Convert detections returned from this object to a vipy.image.Scene object

Expand source code Browse git

def dets_to_scene(img, dets):
    """Convert detections returned from this object to a vipy.image.Scene object"""
    return vipy.image.Scene(array=img, colorspace='rgb', objects=[vipy.object.Detection('face', xmin=bb[0], ymin=bb[1], width=bb[2], height=bb[3], confidence=bb[4]) for bb in dets])

def im_detect(self, net, im, boxes=None)

Detect object classes in an image given object proposals.

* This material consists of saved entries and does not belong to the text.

PR #1730, opened 2017-12-11
[Master] Add back curator and recently shared rows

mewtaylor:
Reverts LLK/scratch-www#1715


thisandagain:
@Kenny2github Yup! CS Education Week ended last night.

Issue #711, opened 2016-07-09
Language selector on Firefox has strange focus ring placement


towerofnix:
Actually it's probably just built builtin focus ring that isn't being hidden.

![Demo](https://cloud.githubusercontent.com/assets/9948030/16709269/f2a0743e-45e1-11e6-8892-a110662b6d7c.png)

I'm running Firefox 50 on OS X El Capitan 10.11.4. There isn't a browser-specific focus ring on Safari or Chrome.

St19Galla:
What is the design preference for this? Hide it as the mouse moves away? :)

coke11:
This happens with almost, every single menu when I run firefox on my mac...

towerofnix:
Fixed by #1759.

PR #1759, opened 2018-01-05
Hide Firefox focus ring on <select> elements (language selector)

towerofnix:
### Resolves:

Fixes the old issue #711.

### Changes:

I don't know why commit 007bb54bf17d62577e85317778db48af4b023656 is in this PR, but it doesn't make any changes.

Quoting the two commit messages:

> Only transition border property since it's the only property which actually animates. (The background image also changes on hover/focus, but that isn't visually effected by transition, so we [don't transition] it.) This is for the next commit. Without this, the focus ring slowly disappears, and the text slowly becomes the color it's meant to be; neither of those are good.

> Hide Firefox focus ring, per [this StackOverflow answer](https://stackoverflow.com/a/18853002/4633828). This isn't a perfect fix - we have to set `color` explicitly, rather than use `inherit`, because we want the text color to be the same when the select element is focused. That means both `color` and `text-shadow`'s color have to be explicitly set to the same thing (otherwise they might not match). Yay, hacks!

### Test Coverage:

Tested locally. The language selector in the site footer appears as expected (no focus ring). Strangely, the "explore" page's selector isn't affected this at all (even though it's also a `<Select>` element).

### DIFF
--- a/src/components/forms/select.scss
+++ b/src/components/forms/select.scss
@@ -12,6 +12,7 @@
         border: 1px solid $active-gray;
         border-radius: 5px;
         background: $ui-light-gray url("../../../static/svgs/forms/carot.svg") no-repeat right center;
+        color: $type-gray;
         padding-right: 4rem;
         width: 100%;
         height: 3rem;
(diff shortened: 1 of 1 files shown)


thisandagain:
Hey @towerofnix. Sorry I didn't see this come in. Looks like you have some minor CI issues to resolve, but in theory this seems fine.

towerofnix:
@thisandagain Cool, fixed that. `npm test` doesn't fail on that locally anymore (I assume travis will work too).

thisandagain:
@mewtaylor Can you R?

Issue #1711, opened 2017-12-01
Scratch 3.0 Preview FAQ Page


carljbowman:
## Overview
We will need a static page that has FAQ content addressing the Scratch 3.0 preview. Most likely we will use our [FAQ page template](https://scratch.mit.edu/info/faq), so there is no real design work. 

## Content
https://docs.google.com/document/d/1DL9rY8tCUCYvKpfmd9xRSpwzFjuvEzW3TuxkpIHZKWU/edit?usp=sharing

## URL
`scratch.mit.edu/preview-faq`

We will use this URL as a pointer in the [Intro modal](https://github.com/LLK/scratch-gui/issues/828) and the [Unsupported Browser modal(s)](https://github.com/LLK/scratch-gui/issues/982).

GreenBayRules:
Could this by any chance become help-wanted after the content has been decided?

thisandagain:
@GreenBayRules Perhaps! We've got a lot of writing to do first, but I'll let you know once we get further on the content. 😄

redmangospros:
Let Me Know too

ChampikaF:
@carljbowman @thisandagain regarding the url - I like the idea of it living at scratch.mit.edu/info/faq-preview but could we also have a redirect from <preview url>/faq ?

thisandagain:
We already have a (general) FAQ so I'd prefer to not use that URL pattern
for this.

ChampikaF:
oops github didn't parse that correctly... what i was proposing was (preview-url)/faq

thisandagain:
Oh! Of course. No problem. :-)

amazinigmech2418:
Can I please be notified when the content is decided? I really want to help.

thisandagain:
@amazinigmech2418 We are going to handle this ourselves. Thanks for the offer.

amazinigmech2418:
You're welcome! I know you said only you and the rest of the ST are doing it, but if you ever need an easier way to update the page, I have a way to make easy API readers for the page...

thisandagain:
@mewtaylor First draft is ready to go!
https://docs.google.com/document/d/1DL9rY8tCUCYvKpfmd9xRSpwzFjuvEzW3TuxkpIHZKWU/edit?usp=sharing 

(updated original issue description)

vutondesign:
@thisandagain Looks Great! However, there seems to be an unfinished section about ScratchX:

[...]

PR #1761, opened 2018-01-08
Implement GH-1711: Add 3.0 preview faq page

mewtaylor:
### Resolves:

Implements #1711

### Changes:

Adds a new page for the 3.0 faq, with a the published faq doc embedded in a `Box` component. Sets a fixed height to `450px` while being responsive in width. Current endpoint: `/preview-faq`

### DIFF
--- a/package.json
+++ b/package.json
@@ -38,6 +38,7 @@
     "babel-loader": "6.2.4",
     "babel-preset-es2015": "6.9.0",
     "babel-preset-react": "6.11.1",
+    "cheerio": "1.0.0-rc.2",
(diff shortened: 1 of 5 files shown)


thisandagain:
Thanks @mewtaylor. Can we drop the "frame" element around the content and try to better integrate it in the page? Ideally we could get closer to the layout from https://scratch.mit.edu/terms_of_use

For the LCL website I remember I used `cheerio` to pull out the HTML from the published page.

thisandagain:
This looks great! 👍

PR #1762, opened 2018-01-10
[Master] Add back in FPC and recently shared rows

mewtaylor:
There appears to have been a merge issue between the hotfixes around CSEdWeek and the implementation of the splash refactor, so this rectifies that error.


mewtaylor:
@rschamp reviewed this offline and said it was good :)

PR #1771, opened 2018-01-19
Upgrade www to es6

mewtaylor:
### Resolves:

This is an initial pass at upgrading our code to use es6 conventions.

### Changes:

Updates all react code to es6, including lint changes. Some of the test code to es6. Currently lint, unit and localization tests are passing – integration tests are broken, though. 

### Test Coverage:

um... yeah... so... everything.

Locally, I tried to get at least every page I could think of to load. I spent more time on:
* Splash
* Teacher registration
* Messages
Since they have more UX than other pages, but I tried everything I could.

PR #1775, opened 2018-01-23
[Develop] Upgrade to ES6

rschamp:
See https://github.com/LLK/scratch-www/pull/1771

Just switched out the source branch so it can more easily be built on staging.


mewtaylor:
@rschamp good call, thanks :)

rschamp:
Things found by the automated smoke tests
[ ] The links in the Featured Studios row go to projects rather than the studios
[ ] Log in menu will not open after clicking
[ ] Join Scratch modal can't be dismissed

chrisgarrity:
Ergonomics:
- [ ] Redux tools not enabled

src/components/accordion/accordion.jsx
```diff
@@ -1,33 +1,35 @@
-var classNames = require('classnames');
-var React = require('react');
+const bindAll = require('lodash.bindall');
```
chrisgarrity: @rschamp should www be using `import` instead of `require` to be consistent with other scratch-* projects?

rschamp: I think we should, but maybe in a separate PR, since we will have to update all the exports too, deal with `default` vs named exports, etc.  Could get hairy.  Also may be a good thing to do at the time that we implement the l10n string extraction system which requires `import`?

PR #1791, opened 2018-01-31
fixes #1764/reduce string duplication in teacher registration

### LINKED ISSUE #1764: Reduce string duplication in teacher registration
The string `Your information will not be displayed publicly, and will be kept confidential and secure` shows up twice in the l10n file, with and without a period at the end.

This causes extra work for translators, and the possibility of inconsistency if it's translated by different people. We should probably replace the two messages `teacherRegistration.orgStepDescription` and `teacherRegistration.addressStepDescription` into one:
```
"teacherRegistration.privacyDescription": "Your information will not be displayed publicly, and will be kept confidential and secure.",
```

LiFaytheGoblin:
### Resolves:
#1764 

### Changes:
merged the strings in the l10n.json as described here: https://github.com/LLK/scratch-www/issues/1764
then I replaced the strings in the teacher registration component with the new string.

### Test Coverage:
npm test was good after I added a new line to credits.jsx (the only reason why I changed that file again, so weird)
I also tested by changing "step" in teacherregistration.jsx to 1, so I didn't need to chose a username and could proceed in the form. I saw that the strings were visible in their new form. (Of course I changed the number back to 0 afterwards!)


LiFaytheGoblin:
Oh no, sorry about the conflict! It looks like I missed an update when I first worked on this and tested it a few days later :( I hope this still works somehow?

chrisgarrity:
@LiFaytheGoblin don't worry about the conflicts. We're in the middle of trying to update www to ES6 version of Javascript. That means that pretty much every outstanding PR will have conflicts. Once we land the ES6 PR, we'll go through and fix up all the PRs.

chrisgarrity:
@LiFaytheGoblin it's failing due to a translation error. I've put in a fix for the translations, so I'll restart the build as soon as they're ready. If all goes well, this should be good to merge.

Issue #1814, opened 2018-02-18
Update wiki footer link in automated smoke tests


jwzimmer:
If the existing automated test suite is going to be continue to be used, the test for the footer links needs to be updated to reflect the recent change to the English Wiki homepage (https://github.com/LLK/scratchr2/issues/4984).

Here's the line that needs to be changed: https://github.com/LLK/scratch-www/blob/develop/test/integration/smoke-testing/test_footer_links.js#L148

The URL `https://wiki.scratch.mit.edu/wiki/Scratch_Wiki_Home` should be changed to `https://en.scratch-wiki.info/wiki/Scratch_Wiki_Home`.

Narulacodes:
i can take this, if this becomes help-wanted
@jwzimmer

ktrvs:
Is the plan still to keep the new wiki links clickable?

Narulacodes:
> Is the plan still to keep the new wiki links clickable?

I think so, they will in some cases.

PR #1815, opened 2018-02-18
Update wiki link in footer

jwzimmer:
(Feel free to close if not needed. : ) )

### Resolves:

Resolves https://github.com/LLK/scratch-www/issues/1814.

### Changes:

The URL `https://wiki.scratch.mit.edu/wiki/Scratch_Wiki_Home` was changed to `https://en.scratch-wiki.info/wiki/Scratch_Wiki_Home` (in https://github.com/LLK/scratch-www/blob/develop/test/integration/smoke-testing/test_footer_links.js#L148).

### Test Coverage:

I ran the file and the other footer link tests still pass. There is one failure, which is this test, because the link in the footer has not yet been updated to the new URL. In the reporting for the test failure, you can see that the old URL was the one found, and the new URL is the one the test is now looking for. (The other tests in this file pass, and I did not make any changes to any other files.)
screen shot 2018-02-18 at 9 29 04 am

### DIFF
--- a/test/integration/smoke-testing/test_footer_links.js
+++ b/test/integration/smoke-testing/test_footer_links.js
@@ -147,7 +147,7 @@ tap.test('clickDiscussionForumsLink', options, function (t) {
 // SCRATCH WIKI
 tap.test('clickScratchWikiLink', options, function (t) {
     var linkText = 'Scratch Wiki';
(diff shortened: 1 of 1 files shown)


jwzimmer:
Whoops, I used an older version of the file, sorry.

PR #1827, opened 2018-03-08
Move selenium-webdriver and chromedriver packages to main package.json

BryceLTaylor:
Moved all of the packages from a second package.json that was in test/integration/ into the main package.json so that it would update with npm install, ensuring the tests would work. 

They were the only things in test/integration/package.json, which has now been deleted.


thisandagain:
Hmm. These packages were placed outside of the scope of the main `package.json` for a reason: this will greatly increase `npm install` time and may make developing on `www` more difficult for folks on Windows. We should discuss.

rschamp:
Yes I think I misled @BryceLTaylor in making this change, it was part of making getting set up for end to end testing easier. However if we make these dependencies for everyone, it's possible they'll have the same headaches we've had trying to get set up for just the smoke tests.  We've gone a different way now so I think this can be safely closed.

PR #1839, opened 2018-03-23
Dockerization 

colbygk:
### Resolves:

This allows for using a localized docker development environment that works in concert with scratch-api and scratchr2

Arguments: net (pytorch): Fast R-CNN network to use im (ndarray): color image to test (in BGR order, as (H, W, C) boxes (ndarray): R x 4 array of object proposals or None (for RPN)

Returns: scores (ndarray): R x K array of object class scores (K includes background as object category 0) boxes (ndarray): R x (4*K) array of predicted bounding boxes

Expand source code Browse git

def im_detect(self, net, im, boxes=None):
    """Detect object classes in an image given object proposals.
    
    Arguments:
    net (pytorch): Fast R-CNN network to use
    im (ndarray): color image to test (in BGR order, as (H, W, C)
    boxes (ndarray): R x 4 array of object proposals or None (for RPN)
    
    Returns:
    scores (ndarray): R x K array of object class scores (K includes
    background as object category 0)
    boxes (ndarray): R x (4*K) array of predicted bounding boxes
    """
    im_blob, im_scales = self._get_image_blob(im)

    im_info = torch.Tensor(np.array([[im_blob.shape[2], im_blob.shape[3], im_scales[0]]], dtype=np.float32))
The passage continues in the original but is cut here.